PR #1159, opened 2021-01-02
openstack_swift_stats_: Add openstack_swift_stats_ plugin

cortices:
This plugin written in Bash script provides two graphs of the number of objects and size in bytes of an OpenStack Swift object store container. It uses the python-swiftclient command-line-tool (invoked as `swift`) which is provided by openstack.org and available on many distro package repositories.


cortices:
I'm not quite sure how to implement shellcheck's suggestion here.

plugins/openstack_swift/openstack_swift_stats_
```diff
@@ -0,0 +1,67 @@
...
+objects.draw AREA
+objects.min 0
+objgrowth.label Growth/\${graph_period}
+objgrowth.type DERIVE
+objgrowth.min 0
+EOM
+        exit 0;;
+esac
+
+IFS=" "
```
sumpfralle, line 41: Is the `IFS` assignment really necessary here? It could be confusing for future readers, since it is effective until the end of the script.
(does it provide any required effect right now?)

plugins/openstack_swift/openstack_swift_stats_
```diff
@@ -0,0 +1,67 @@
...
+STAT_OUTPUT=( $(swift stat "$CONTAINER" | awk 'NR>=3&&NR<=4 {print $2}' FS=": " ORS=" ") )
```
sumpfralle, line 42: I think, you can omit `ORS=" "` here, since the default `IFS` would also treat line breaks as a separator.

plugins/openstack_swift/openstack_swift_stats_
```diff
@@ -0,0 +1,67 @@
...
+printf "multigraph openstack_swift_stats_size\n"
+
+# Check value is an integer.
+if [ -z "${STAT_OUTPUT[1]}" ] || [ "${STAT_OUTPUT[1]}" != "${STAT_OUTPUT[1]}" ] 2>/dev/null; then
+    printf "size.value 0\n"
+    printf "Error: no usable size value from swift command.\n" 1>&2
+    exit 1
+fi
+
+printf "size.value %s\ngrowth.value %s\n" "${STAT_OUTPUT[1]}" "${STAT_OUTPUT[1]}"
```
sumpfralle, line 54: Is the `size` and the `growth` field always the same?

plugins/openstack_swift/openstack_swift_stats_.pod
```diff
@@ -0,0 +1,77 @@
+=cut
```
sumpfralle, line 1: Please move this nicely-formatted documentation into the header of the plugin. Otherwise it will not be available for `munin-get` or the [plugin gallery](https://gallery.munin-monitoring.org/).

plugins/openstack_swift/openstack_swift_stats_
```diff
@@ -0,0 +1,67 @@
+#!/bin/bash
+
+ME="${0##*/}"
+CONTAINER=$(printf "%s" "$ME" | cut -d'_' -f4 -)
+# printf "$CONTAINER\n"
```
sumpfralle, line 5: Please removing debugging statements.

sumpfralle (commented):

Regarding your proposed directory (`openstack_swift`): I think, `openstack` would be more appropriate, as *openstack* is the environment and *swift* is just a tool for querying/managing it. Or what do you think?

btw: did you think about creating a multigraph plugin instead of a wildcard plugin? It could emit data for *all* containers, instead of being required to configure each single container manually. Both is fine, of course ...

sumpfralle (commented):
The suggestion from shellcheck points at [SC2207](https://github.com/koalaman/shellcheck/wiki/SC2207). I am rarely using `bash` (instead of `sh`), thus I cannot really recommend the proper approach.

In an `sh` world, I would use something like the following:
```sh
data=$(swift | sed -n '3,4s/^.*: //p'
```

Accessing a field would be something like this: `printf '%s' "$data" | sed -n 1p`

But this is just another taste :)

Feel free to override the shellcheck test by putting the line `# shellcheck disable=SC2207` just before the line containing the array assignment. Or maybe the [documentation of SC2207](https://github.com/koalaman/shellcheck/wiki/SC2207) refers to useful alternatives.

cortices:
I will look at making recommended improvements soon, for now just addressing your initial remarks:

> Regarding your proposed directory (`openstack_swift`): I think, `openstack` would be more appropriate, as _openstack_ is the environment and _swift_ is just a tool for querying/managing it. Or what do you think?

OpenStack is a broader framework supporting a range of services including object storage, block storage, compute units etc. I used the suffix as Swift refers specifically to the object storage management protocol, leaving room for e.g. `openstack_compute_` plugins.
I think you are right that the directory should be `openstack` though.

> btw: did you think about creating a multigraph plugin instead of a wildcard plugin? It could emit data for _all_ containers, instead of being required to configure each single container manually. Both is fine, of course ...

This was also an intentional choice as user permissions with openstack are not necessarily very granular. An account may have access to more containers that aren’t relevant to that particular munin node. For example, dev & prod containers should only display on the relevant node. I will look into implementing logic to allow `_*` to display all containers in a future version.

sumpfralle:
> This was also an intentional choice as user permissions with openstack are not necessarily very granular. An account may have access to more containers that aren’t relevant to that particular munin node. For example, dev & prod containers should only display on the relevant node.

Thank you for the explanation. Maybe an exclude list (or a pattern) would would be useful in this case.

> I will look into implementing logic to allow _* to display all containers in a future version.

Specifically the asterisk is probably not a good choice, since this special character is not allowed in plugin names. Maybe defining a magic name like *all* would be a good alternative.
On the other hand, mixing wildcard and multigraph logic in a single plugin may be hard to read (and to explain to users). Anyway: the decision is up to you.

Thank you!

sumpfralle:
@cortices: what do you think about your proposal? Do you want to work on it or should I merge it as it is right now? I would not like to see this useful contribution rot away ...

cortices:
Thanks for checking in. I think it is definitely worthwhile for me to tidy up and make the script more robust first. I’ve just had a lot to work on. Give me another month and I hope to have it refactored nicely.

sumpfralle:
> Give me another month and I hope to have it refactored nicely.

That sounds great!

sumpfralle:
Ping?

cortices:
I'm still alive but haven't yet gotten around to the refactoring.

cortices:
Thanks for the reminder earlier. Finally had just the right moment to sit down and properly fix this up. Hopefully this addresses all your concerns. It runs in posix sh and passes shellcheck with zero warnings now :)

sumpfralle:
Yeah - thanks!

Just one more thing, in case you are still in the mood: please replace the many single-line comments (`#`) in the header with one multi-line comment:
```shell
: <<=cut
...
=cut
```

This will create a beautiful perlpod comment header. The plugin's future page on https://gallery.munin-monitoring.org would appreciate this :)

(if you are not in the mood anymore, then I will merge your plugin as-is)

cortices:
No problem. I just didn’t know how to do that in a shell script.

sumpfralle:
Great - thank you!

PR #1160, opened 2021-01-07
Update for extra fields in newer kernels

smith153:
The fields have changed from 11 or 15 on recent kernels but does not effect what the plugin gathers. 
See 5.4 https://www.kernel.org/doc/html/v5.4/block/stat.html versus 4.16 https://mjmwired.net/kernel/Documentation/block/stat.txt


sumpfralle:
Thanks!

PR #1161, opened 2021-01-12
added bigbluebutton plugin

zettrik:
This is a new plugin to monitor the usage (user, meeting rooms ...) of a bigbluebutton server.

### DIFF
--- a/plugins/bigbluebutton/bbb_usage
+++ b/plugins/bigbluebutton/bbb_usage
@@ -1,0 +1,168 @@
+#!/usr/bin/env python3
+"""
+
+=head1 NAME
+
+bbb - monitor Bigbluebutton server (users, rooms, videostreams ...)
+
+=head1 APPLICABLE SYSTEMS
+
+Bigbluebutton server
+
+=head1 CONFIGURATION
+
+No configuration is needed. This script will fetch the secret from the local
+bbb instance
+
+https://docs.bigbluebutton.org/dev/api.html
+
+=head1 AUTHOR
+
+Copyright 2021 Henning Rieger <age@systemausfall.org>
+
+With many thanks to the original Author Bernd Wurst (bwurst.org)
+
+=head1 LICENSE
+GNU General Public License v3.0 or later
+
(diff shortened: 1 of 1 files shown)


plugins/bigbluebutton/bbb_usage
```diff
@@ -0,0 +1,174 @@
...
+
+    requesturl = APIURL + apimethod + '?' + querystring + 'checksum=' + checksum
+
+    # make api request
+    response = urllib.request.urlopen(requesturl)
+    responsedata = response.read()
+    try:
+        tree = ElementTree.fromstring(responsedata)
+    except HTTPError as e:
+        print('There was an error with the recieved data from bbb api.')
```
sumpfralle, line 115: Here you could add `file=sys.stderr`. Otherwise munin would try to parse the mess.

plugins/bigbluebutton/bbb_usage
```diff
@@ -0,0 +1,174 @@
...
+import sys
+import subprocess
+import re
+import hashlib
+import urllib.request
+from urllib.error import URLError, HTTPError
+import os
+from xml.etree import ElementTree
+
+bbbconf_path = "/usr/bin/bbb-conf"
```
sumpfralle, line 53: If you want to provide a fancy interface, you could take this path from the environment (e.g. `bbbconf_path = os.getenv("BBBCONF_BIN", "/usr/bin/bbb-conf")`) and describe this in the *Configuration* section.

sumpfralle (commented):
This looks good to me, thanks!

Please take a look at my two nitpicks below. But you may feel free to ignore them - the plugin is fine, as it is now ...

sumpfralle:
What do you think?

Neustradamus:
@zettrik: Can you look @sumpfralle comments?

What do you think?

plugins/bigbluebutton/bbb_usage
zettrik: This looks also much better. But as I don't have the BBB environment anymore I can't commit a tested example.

▬▬▬

## Problem requirements
Among the lines of the data, identify those with the word "block". Copy each of them.

## Answer below
OpenStack is a broader framework supporting a range of services including object storage, block storage, compute units etc. I used the suffix as Swift refers specifically to the object storage management protocol, leaving room for e.g. `openstack_compute_` plugins.
See 5.4 https://www.kernel.org/doc/html/v5.4/block/stat.html versus 4.16 https://mjmwired.net/kernel/Documentation/block/stat.txt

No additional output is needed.